The two Pittsburgh natives are friendly with each other, but have a burning desire to start.

Gino Gradkowski and A.Q. Shipley both hail from Pittsburgh. Gradkowski is two-and-a-half years younger, and kept tabs on Shipley’s progress from a big-time high school recruit, to Penn State, to the NFL’s Indianapolis Colts.

Occasionally, the two will reminisce about home, and different spots they liked to frequent. But those conversations don’t last too long.

The two are now, in a way, pitted against each other in one of the best battles at Ravens training camp. The both badly want to be Baltimore’s next starting center.

“It’s just a good, friendly conversation,” Shipley said. “But when we’re on the field, we can’t worry about anything but playing football. Let the best man win.”

After Matt Birk retired following the Super Bowl, it looked as if his understudy and last year’s fourth-round pick, Gradkowski, was inked in as the new starter. Then the Ravens traded for Shipley on May 9. It added a challenger, but pundits felt it was mostly a depth move.

Since then, Shipley has made it a full-on battle. While Gradkowski took almost all of the first-team snaps during Organized Team Activities (OTAs) and minicamp, the snaps with the starters in training camp are being split. Shipley has spent a lot of time snapping to quarterback Joe Flacco in training camp.

“They're both playing really well right now,” Head Coach John Harbaugh said. “They're both very similar. They're very athletic. They're very quick. They're very smart centers. They've [both] gotten us in the right protection. They've gotten the run calls made correctly. ... So it's going to be a great battle.”

Gradkowski, the younger brother of longtime backup NFL quarterback Bruce Gradkowski, has been waiting since his childhood to become a starter in the league.

“It’s definitely something that’s on my mind every day,” Gradkowski said. “It’s something I’m very passionate about. I really want to win this job.”

Shipley, a former seventh-round pick, has waited for his chance too. He bounced from the Pittsburgh Steelers to the Indianapolis Colts early in his career, then finally got an opportunity last year with the Colts due to injuries. He excelled on the field, yet was still considered expendable by his team.

“I don’t really think of it as the best battle,” Shipley said. “It’s the best opportunity. I’m just going to go out and do me, and hopefully my best wins me the job.”

It’s an essential position in the Ravens offense, and one that is perhaps being overlooked amidst the turnover at wide receiver. Birk held the position down so solidly in Baltimore, that it hasn’t been a concern for a long time.

The center has to understand not only their offense, but defensive schemes as well – just like a quarterback. They have to relay adjustments to their teammates along the offensive line, often in loud road environments – just like a quarterback.

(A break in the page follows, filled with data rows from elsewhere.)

PR #4832, opened 2025-05-16
Add Imaging Modes Table - Step 1

toddburnside:
This is the first step in the Imaging Modes table. It simply adds the table and shows all of the rows. 

In the following steps I will do things like add the calls to the ITC, allow selection and multi-selection of rows, scroll to selected rows, etc. I will try to extract out more logic common to the spectroscopy modes table.

This PR also updates the `hasura` endpoints for our migration and promotion scripts.

image

### DIFF
--- a/explore/src/main/scala/explore/config/ImagingModesTable.scala
+++ b/explore/src/main/scala/explore/config/ImagingModesTable.scala
@@ -1,0 +1,227 @@
+// Copyright (c) 2016-2025 Association of Universities for Research in Astronomy, Inc. (AURA)
+// For license information see LICENSE or https://opensource.org/licenses/BSD-3-Clause
+
+package explore.config
+
+import cats.Order
+import cats.data.EitherNec
+import cats.implicits.catsKernelOrderingForOrder
+import cats.syntax.all.*
+import crystal.Pot
+import explore.common.UserPreferencesQueries.TableStore
+import explore.components.HelpIcon
+import explore.components.ui.ExploreStyles
+import explore.model.AppContext
+import explore.model.Progress
+import explore.model.display.*
+import explore.model.enums.TableId
+import explore.model.enums.WavelengthUnits
+import explore.model.itc.*
+import explore.modes.*
+import explore.syntax.ui.*
+import japgolly.scalajs.react.*
+import japgolly.scalajs.react.vdom.html_<^.*
+import lucuma.core.enums.*
+import lucuma.core.math.Angle
+import lucuma.core.math.BoundedInterval
+import lucuma.core.math.BoundedInterval.*
+import lucuma.core.math.SignalToNoise
+import lucuma.core.math.Wavelength
+import lucuma.core.math.WavelengthDelta
+import lucuma.core.model.User
+import lucuma.core.syntax.all.*
+import lucuma.core.util.Display
+import lucuma.core.util.TimeSpan
+import lucuma.react.common.ReactFnProps
+import lucuma.react.syntax.*
+import lucuma.react.table.*
+import lucuma.refined.*
+import lucuma.ui.reusability.given
+import lucuma.ui.table.*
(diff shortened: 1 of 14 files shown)


explore/src/main/scala/explore/config/ImagingModesTable.scala
```diff
@@ -0,0 +1,227 @@
+// Copyright (c) 2016-2025 Association of Universities for Research in Astronomy, Inc. (AURA)
+// For license information see LICENSE or https://opensource.org/licenses/BSD-3-Clause
+
+package explore.config
+
+import cats.Order
```
cquiroz, line 6: Nice set of imports, was it hard?

explore/src/main/scala/explore/config/ImagingModesTable.scala
```diff
@@ -0,0 +1,227 @@
...
+  matrix: ImagingModesMatrix,
+  units:  WavelengthUnits
+) extends ReactFnProps(ImagingModesTable.component)
+
+object ImagingModesTable extends ModesTableCommon:
+
+  private given Reusability[ImagingModesMatrix] = Reusability.by(_.matrix.length)
+
+  extension (interval: BoundedInterval[Wavelength])
+    // The 'z' filter, at least, has an upper bound of Int.MaxValue picometers. However,
```
cquiroz, line 55: Should we fix this in core?

explore/src/main/scala/explore/config/ImagingModesTable.scala
```diff
@@ -0,0 +1,227 @@
...
+        row => ImagingModeRow.filter.get(row.entry).wavelengthRangeAndDelta
+      )
+        .withHeader(s"Δλ ${units.symbol}")
+        .withCell: cell =>
+          val (range, delta) = cell.value
+          <.span(delta.fold("-")(_.shortName))
+            .withOptionalTooltip(range.map(r => s"${r.shortName} ${units.symbol}"))
+        .withColumnSize(FixedSize(100.toPx))
+        .sortableBy(_._2),
+      column(FovColumnId, _.entry.fov)
```
cquiroz, line 169: will we display if the filter is narrow/broad?

model/shared/src/main/scala/explore/modes/ItcInstrumentConfig.scala
```diff
@@ -24,6 +24,7 @@ sealed trait ItcInstrumentConfig derives Eq:
   val grating: Grating
   def gratingDisplay: Display[Grating]
   def gratingStr: String = gratingDisplay.shortName(grating)
```
cquiroz, line 26: I was tempted to make a deeper structure with ImagingIItcINstrumentConfig and SpectroscopyItcINstrurmentConfig and remove `gratingStr` but it seemed overkill

cquiroz (approved):
LGTM

explore/src/main/scala/explore/config/ImagingModesTable.scala
toddburnside: They were all very obvious. 👅

explore/src/main/scala/explore/config/ImagingModesTable.scala
toddburnside: We can. It wasn't in the mockup. I suppose it probably should be. It can be `Narrow` `Broad` or `Combination` for the imaging filters. (so far)

explore/src/main/scala/explore/config/ImagingModesTable.scala
swalker2m: The values come from the [GMOS instrument components page](https://www.gemini.edu/instrumentation/gmos/components#Filters).  If it makes sense to limit them to the effective upper limit that sounds good to me.  I don't believe we actually _use_ the width for anything in the ODB.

“The center’s job is not only to take care of his assignment from a physical standpoint, but from a mental standpoint. He is like the quarterback in the line,” Offensive Coordinator Jim Caldwell said.

“He has to be able to certainly get everybody going in the right direction, making the proper adjustments, identifying those that should be identified. … Joe has been around and knows the system, so he can help a lot in that regard. But nevertheless, that part of it – the mental part of the game for a center – is difficult.”

Seeing how that all works in the preseason games, beginning Thursday night in Tampa Bay, will be critical in determining who the starter will be. The two players could split series, or halves, as the Ravens’ other center, sixth-round pick Ryan Jensen, is injured.

The competition has made both players better, Gradkowski says. So has been facing the Ravens’ stout defensive line. Both players have been routinely matched up against Pro Bowler Haloti Ngata.

Now it’s time to see what they do against somebody else.

“I can’t wait,” Gradkowski said. “I think I just have to keep playing the way I’m practicing. The most important thing is to make sure I’m going as strong as I can, and that I can look at myself in the mirror at the end of the day and know I did my best.”